**Supplied data:**
- - - - -
PR #2808, opened 2022-08-03
feat: implement api get/update settings

### LINKED ISSUE #2648: implement a way to retrieve password settings

kimskimchi:
## Summary

Implements:
   
- API:
  - `get settings`
  - `put settings` 

## Checklist

## Related Issues

Resolves #2648


internal/server/settings.go
```diff
@@ -0,0 +1,35 @@
...
+
+	if r.PasswordRequirements {
+		requirements, err := access.GetPasswordRequirements(c)
+		if err != nil {
+			return nil, err
+		}
+		res.PasswordRequirements = requirements
+	}
+
+	return &res, nil
```
BruceMacD, line 22: Should we just return all the setting when something specific isn't specified, rather than an empty response

api/settings.go
```diff
@@ -0,0 +1,17 @@
+package api
+
+type GetSettingsRequest struct {
+	PasswordRequirements bool `form:"passwordRequirements,omitempty"`
```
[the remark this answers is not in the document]
ssoroka: no need to use this. Get should always return all settings.

internal/access/settings.go
```diff
@@ -0,0 +1,63 @@
...
+	if err != nil {
+		return api.PasswordRequirements{}, fmt.Errorf("could not get password settings: %w", err)
+	}
+
+	var requirements api.PasswordRequirements
+	requirements.LowercaseMin = settings.LowercaseMin
+	requirements.UppercaseMin = settings.UppercaseMin
+	requirements.NumberMin = settings.NumberMin
+	requirements.SymbolMin = settings.SymbolMin
+	requirements.LengthMin = settings.LengthMin
```
ssoroka, line 42: Combine this with the GetSettings endpoint and build this in a single object, 
```
requirements := &api.Settings{
  PasswordRequirements: api.PasswordRequirements{
    LowercaseMin: settings.LowercaseMin,
    ...
  }
}
```

internal/access/settings.go
```diff
@@ -0,0 +1,63 @@
...
+
+	settings, err := data.GetSettings(db)
+	if err != nil {
+		return err
+	}
+	settings.LengthMin = updatedSettings.LengthMin
+	settings.UppercaseMin = updatedSettings.UppercaseMin
+	settings.LowercaseMin = updatedSettings.LowercaseMin
+	settings.SymbolMin = updatedSettings.SymbolMin
+	settings.NumberMin = updatedSettings.NumberMin
```
ssoroka, line 60: see the ToAPI methods, this could easily be a `SetFromAPI(pr api.PasswordRequirements)` method

internal/server/routes.go
```diff
@@ -116,6 +116,9 @@ func (s *Server) GenerateRoutes(promRegistry prometheus.Registerer) Routes {
 
 	get(a, noAuthn, "/api/version", a.Version)
 
+	get(a, authn, "/api/settings", a.GetSettings)
```
ssoroka, line 119: getting the settings need to be an unauthenticated endpoint, otherwise you can't get them to log in.

internal/server/settings.go
```diff
@@ -0,0 +1,35 @@
...
+
+	"github.com/infrahq/infra/api"
+	"github.com/infrahq/infra/internal/access"
+	"github.com/infrahq/infra/internal/server/models"
+)
+
+func (a *API) GetSettings(c *gin.Context, r *api.GetSettingsRequest) (*api.Settings, error) {
+	res := api.Settings{}
+
+	if r.PasswordRequirements {
```
ssoroka, line 14: let's drop the conditional here. always return password settings.

internal/server/settings.go
```diff
@@ -0,0 +1,35 @@
...
+		requirements, err := access.GetPasswordRequirements(c)
```
ssoroka, line 15: why is this called GetPasswordRequirements when the underlying call is GetSettings? make these consistent

ssoroka (changes requested):
some consistency issues. see comments.

internal/server/routes.go
kimskimchi: I believe it only needs to be public for the first user during login (as this is the only time an un-authenticated user needs to set a new password, thus needing this endpoint unauthenticated). 

If all other cases are that user MUST be logged in to set a new password (hence authenticated), I thought we could handle the 'unauthenticated user' portion because they would always be the default settings (which only requires min length of 8). They would update these settings after they're setup, which by then, you no longer need to retrieve password settings unauthenticated (?).

api/client.go
```diff
@@ -339,6 +339,17 @@ func (c Client) GetServerVersion() (*Version, error) {
 	return get[Version](c, "/api/version", Query{})
 }
 
+func (c Client) GetSettings(req *GetSettingsRequest) (*Settings, error) {
+	return get[Settings](c, "/api/settings", Query{
+		"passwordRequirements": {strconv.FormatBool(req.PasswordRequirements)},
+	})
+}
+
+func (c Client) UpdateSettings(req *Settings) error {
```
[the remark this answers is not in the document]
kimskimchi: done

internal/server/settings.go
kimskimchi: done

internal/access/settings.go
kimskimchi: done

internal/access/settings.go
kimskimchi: done

internal/access/settings.go
```diff
@@ -0,0 +1,60 @@
...
+	if err != nil {
+		return nil, err
+	}
+
+	settings.SetFromAPI(updatedSettings)
+	if err = data.SaveSettings(db, settings); err != nil {
+		return nil, err
+	}
+
+	settings, err = data.GetSettings(db)
```
ssoroka, line 55: no need to fetch settings after updating

internal/access/settings.go
```diff
@@ -0,0 +1,60 @@
...
+	return settings.ToAPI(), nil
+}
+
+func SaveSettings(c *gin.Context, updatedSettings *api.Settings) (*api.Settings, error) {
+	db, err := RequireInfraRole(c, models.InfraAdminRole)
+	if err != nil {
+		return nil, HandleAuthErr(err, "settings", "update", models.InfraAdminRole)
+	}
+
+	settings, err := data.GetSettings(db)
```
ssoroka, line 45: no need to fetch settings before updating

BruceMacD (approved):
This looks good to me now

internal/access/settings.go
```diff
@@ -0,0 +1,60 @@
...
+	if err != nil {
+		return nil, err
+	}
+
+	settings.SetFromAPI(updatedSettings)
```
ssoroka, line 50: set from api belongs in the handler, not the access layer. access should not know about api objects

ssoroka (changes requested):

internal/access/settings.go
kimskimchi: Bruce mentioned to return the object that was updated, should it not be from the source rather than the request?

internal/server/routes.go
kimskimchi: resolved in chat

internal/access/settings.go
ssoroka: all to/from api methods are supposed to go in the handler. it's the responsibility of the handler to translate to/from the request to our internal models.

internal/access/settings.go
ssoroka: since PUT requests completely replace the object, you can just return the incoming object if you need to return something.

kimskimchi: got it, done

internal/access/settings.go
kimskimchi: resolved in chat as well

ssoroka (approved):
Good to go! thanks!

PR #2809, opened 2022-08-03
maintain: update a test to use a struct instead of map

dnephin:
## Summary

Noticed this a few times while reading over the code. Using a struct removes the need to cast to the function type.


BruceMacD (approved):
Thanks

PR #2811, opened 2022-08-03
fix: data migration of group index name

dnephin:
## Summary

I extracted this fix from #2804 so it can be reviewed directly.

This was a bug in one of our existing migrations. I guess we never noticed because we ignored the error. The test that was added in #2804 noticed the problem. The thing being removed is an index, not a constraint.

I fixed this in place, but changed the name of the migration. This will act like a new migration and run for everyone. But it should check if the index exists first, so it will be a no-op for anyone who doesn't have this index.

I'll cherry-pick this fix back into #2804 which has test coverage for it.

### DIFF
--- a/internal/server/data/migrations.go
+++ b/internal/server/data/migrations.go
@@ -37,11 +37,11 @@ func migrations() []*migrator.Migration {
 				return nil
 			},
 		},
+		// drop old Groups index; new index will be created automatically
 		{
-			ID: "202206081027",
+			ID: "2022-06-08T10:27-fixed",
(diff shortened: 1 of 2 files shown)


mxyng (approved):

dnephin:
I rebased this PR. Functionally it has not changed, but I did make the following changes:
* fix the merge conflict in migrations.go
* fixed the test failure by updating the migration name in the table test
* replaced the use of `gorm.Migrator` with raw SQL, which removes the need for a second statement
- - - - -
**What is required:** Filter the records down to the lines that contain the string "methods", and copy those lines.

**Written solution:**
ssoroka, line 60: see the ToAPI methods, this could easily be a `SetFromAPI(pr api.PasswordRequirements)` method
ssoroka: all to/from api methods are supposed to go in the handler. it's the responsibility of the handler to translate to/from the request to our internal models.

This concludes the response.